(Stored items)
****

PR #2284, opened 2023-07-13
Fix macOS dismissal

### LINKED ISSUE #2182: Tree-based navigation: dismiss action is not sent when navigating back on macOS (prerelease/1.0)

stephencelis:
Fixes #2182.

The `id` used for comparison appears to sometimes be `nil`, for example on macOS when drilling out of a `navigationDestination`. This PR adds a little nuance to the dismissal logic of `presentationModifier`:

  * It explicitly checks that something is presented
  * It always sends `dismiss` if the cached `id` was `nil`

We should maybe have some integration tests for macOS for this...

### DIFF
--- a/Sources/ComposableArchitecture/SwiftUI/PresentationModifier.swift
+++ b/Sources/ComposableArchitecture/SwiftUI/PresentationModifier.swift
@@ -221,7 +221,12 @@ public struct PresentationStore<
             : nil
         },
         compactSend: {
-          $0 == nil && self.toID(self.viewStore.state) == id ? .dismiss : nil
+          guard
+            $0 == nil,
+            self.viewStore.wrappedValue != nil,
+            id == nil || self.toID(self.viewStore.state) == id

****

- WORK ORDER: Word for word, restate the lines above.

- WORKED SOLUTION:
PR #2284, opened 2023-07-13
Fix macOS dismissal

### LINKED ISSUE #2182: Tree-based navigation: dismiss action is not sent when navigating back on macOS (prerelease/1.0)

stephencelis:
Fixes #2182.

The `id` used for comparison appears to sometimes be `nil`, for example on macOS when drilling out of a `navigationDestination`. This PR adds a little nuance to the dismissal logic of `presentationModifier`:

  * It explicitly checks that something is presented
  * It always sends `dismiss` if the cached `id` was `nil`

We should maybe have some integration tests for macOS for this...

### DIFF
--- a/Sources/ComposableArchitecture/SwiftUI/PresentationModifier.swift
+++ b/Sources/ComposableArchitecture/SwiftUI/PresentationModifier.swift
@@ -221,7 +221,12 @@ public struct PresentationStore<
             : nil
         },
         compactSend: {
-          $0 == nil && self.toID(self.viewStore.state) == id ? .dismiss : nil
+          guard
+            $0 == nil,
+            self.viewStore.wrappedValue != nil,
+            id == nil || self.toID(self.viewStore.state) == id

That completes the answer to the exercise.